Быть любимым – значит состоять под надзором: поэтому самый чистосердечный юноша приучается скрытничать и искусно пускать пыль в глаза. Быть любимым – значит регулярно получать причитающуюся дань поклонения, – и даже самый скромный влюбленный не упустит своей выгоды, сколотит на этом капитал, доходом с которого будет пользоваться всю жизнь. И наконец, любовь не всегда так уж слепа, как принято думать: быть любимым – значит причинять страдания, но это терзаемое нами существо, чья жизнь во всем зависит от нашей, знает нас лучше, чем мы сами себя знаем, и, причиняя ему страдания, мы время от времени силой вырываем у него обличения, высвечивающие нас до самого дна.

VIII

Что до жажды преклонения и самоуничижения – многие молодые люди утоляют ее не любовью, а книгами. Чтобы доставить себе это развлечение, нет ничего лучше свежего номера журнала. Кто из юнцов не мог бы повторить вслед за аббатом Бартелеми, автором «Юного Анахарсиса» *: «В молодости я был преисполнен столь глубокого почтения к литераторам, что запоминал по фамилиям даже тех, кто присылает загадки в „Меркурий"». Но молодежь возносит свои кумиры на такую головокружительную высоту, что невозможно спустить их на землю, не разбив. Кстати, критические разносы в журналах этой молодежи чаще всего и означают разочарование в великой любви.
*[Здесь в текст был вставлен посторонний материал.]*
PR #47, opened 2023-09-21
fix(events): make events liveness probe more forgiving

obs-gh-colinhutchinson:
```
diff /tmp/new.yaml /tmp/old.yaml         
8c8
<     helm.sh/chart: events-0.1.11
---
>     helm.sh/chart: events-0.1.10
418c418
<     helm.sh/chart: events-0.1.11
---
>     helm.sh/chart: events-0.1.10
489c489
<     helm.sh/chart: events-0.1.11
---
>     helm.sh/chart: events-0.1.10
674c674
<     helm.sh/chart: events-0.1.11
---
>     helm.sh/chart: events-0.1.10
742,744c742,743
<             initialDelaySeconds: 30
<             timeoutSeconds: 10
<             failureThreshold: 20
---
>             timeoutSeconds: 5
>             failureThreshold: 10
```

Also improved some of the automation
related: https://github.com/observeinc/manifests/pull/118


wyatt-observeinc (approved):
LGTM

charts/events/templates/deployment.yaml
```diff
@@ -73,7 +73,8 @@ spec:
             httpGet:
               path: /healthz
               port: 5171
-            timeoutSeconds: 5
-            failureThreshold: 10
+            initialDelaySeconds: 30
```
jta, line 76: I suspect this is unnecessary. This will delay the initial probe, which means that pods will never be ready within this interval. The observe-events pod would never be ready within 30 seconds even for small clusters. I think increasing `failureThreshold` and / or `periodSeconds` achieves the intended result without impacting smaller clusters.

charts/events/templates/deployment.yaml
```diff
@@ -73,7 +73,8 @@ spec:
...
+            timeoutSeconds: 10
```
jta, line 77: I don't think I've ever seen a timeout. 10 seconds sounds like an extremely long time to return a reply. Coupled with failure threshold we'd get an extremely long worst-case liveness failure.

jta (approved):

bump_version.sh
```diff
@@ -7,9 +7,28 @@ if [ -z "$CHART_PATH" ]; then
...
 CURRENT_VERSION=$(echo $CURRENT_VERSION_LINE | awk '{print $2}')
+MAIN_VERSION=$(git show origin/main:$CHART_PATH/Chart.yaml | awk '/^version:/ {print $2}')
+
+# If the version has already been bumped compared to main, exit
+if [ "$CURRENT_VERSION" != "$MAIN_VERSION" ]; then
+    echo "Version in $CHART_PATH/Chart.yaml has already been bumped, skipping bump."
+    exit 0
+fi
+
 BUMPED_VERSION=$(echo $CURRENT_VERSION | awk -F. '{$NF = $NF + 1;} 1' OFS=.)
```
obs-gh-robnavarro, line 32: This awk call has to be the weirdest way of doing: `'BEGIN {OFS="."} {$NF=$NF+1; print}'`
that I have seen :-|

PR #53, opened 2023-10-26
feat: event chart toleration and pull policy

obs-gh-colinhutchinson:
grabbed the low hanging fruit that was proposed in https://github.com/observeinc/helm-charts/pull/27


wyatt-observeinc (approved):
Reviewed with team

Какой писатель не подтвердит, что одобрение молодых ему важнее всех иных похвал? Разумеется, сами по себе овации юнцов не внушают нам полного доверия. И все же они многое значат.
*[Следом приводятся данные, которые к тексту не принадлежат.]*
PR #61, opened 2023-11-02
chore: setup updatecli and a gha job

obs-gh-colinhutchinson:
Generates update PR's
image

Validates PR's have updated all the necessary Chart.yaml version bumps
image

### DIFF
--- a/.github/workflows/pre-commit.yml
+++ b/.github/workflows/pre-commit.yml
@@ -24,7 +24,7 @@ jobs:
         with:
           token: ${{ secrets.GITHUB_TOKEN }}
 
-  check-chart-version-bump:
+  chart-version-bumps:
     runs-on: ubuntu-latest
     steps:
       - name: Checkout code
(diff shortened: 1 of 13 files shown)


updatecli/internal/02_proxy.yml
```diff
@@ -0,0 +1,48 @@
...
+      key: "$.version"
+  updateStackChart:
+    name: "Update Stack Chart Dependency"
+    kind: yaml
+    sourceid: currentProxyVersion
+    transformers:
+      - semverinc: "patch"
+    spec:
+      file: "charts/stack/Chart.yaml"
+      key: "$.dependencies[3].version"
```
obs-gh-colinhutchinson, line 39: a bug in the yaml parsing library means we must use array indexes as it's not possible to search based on `:name=xxx`

.github/workflows/pre-commit.yml
```diff
@@ -24,14 +24,37 @@ jobs:
...
 
-      - name: Check if Chart.yaml versions are bumped if relevant
+      - name: Setup updatecli
+        uses: updatecli/updatecli-action@v2
+
+      - name: Bump any charts that require it
         run: |
-          make validate-chart-version
+          make updatecli/internal
+          git diff > diff.txt
```
jta, line 41: too much logic, why can't this be folded into the makefile?

obs-gh-colinhutchinson: Ideally the github action would do inline code comments that the author could accept to update their PR seamlessly.

In the abasence of being able to do that I thought a comment on the PR was the next best ...

jta (approved):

Молодое тянется к молодому: гений – это молодость, и молодые люди угадывают его чутьем. На бесплодной, засушливой равнине, по которой прошли, ничего не слыша, толпы народу, юные различают журчание: источника и опускаются на колени. Какой бы безнадежной ни казалась затея, они не преминут откопать чудесный родник и испить: из него.

Именно молодежь вопреки всем Сорбоннам и Академиям заставила публику признать Бодлера, признать Рембо. Учебники литературы еще и в наши дни едва упоминают этих поэтов и их последователей; но яростное обожание молодежи восторжествовало над пренебрежением ученых мужей.

Бывает, что прах великого писателя приветствуют депутации официальных лиц, его имя объединяет политические партии, гремит по всему свету. И все же какими гнетущими кажутся все почести, если от писателя отхлынула любовь молодежи!

Но вы, пишущая братия, не надейтесь уловить молодых лестью или привлечь их особенным вниманием к их вкусам. Баррес, страстно любимый молодыми, даже теми из них, кто его поносил, куда меньше заботился о том, как бы им угодить, чем утверждают злые языки. Помните это его ужасное: «Ну, что поделываете?» – которое он ронял вместо приветствия, не давая себе даже труда притвориться, что читал наши книги?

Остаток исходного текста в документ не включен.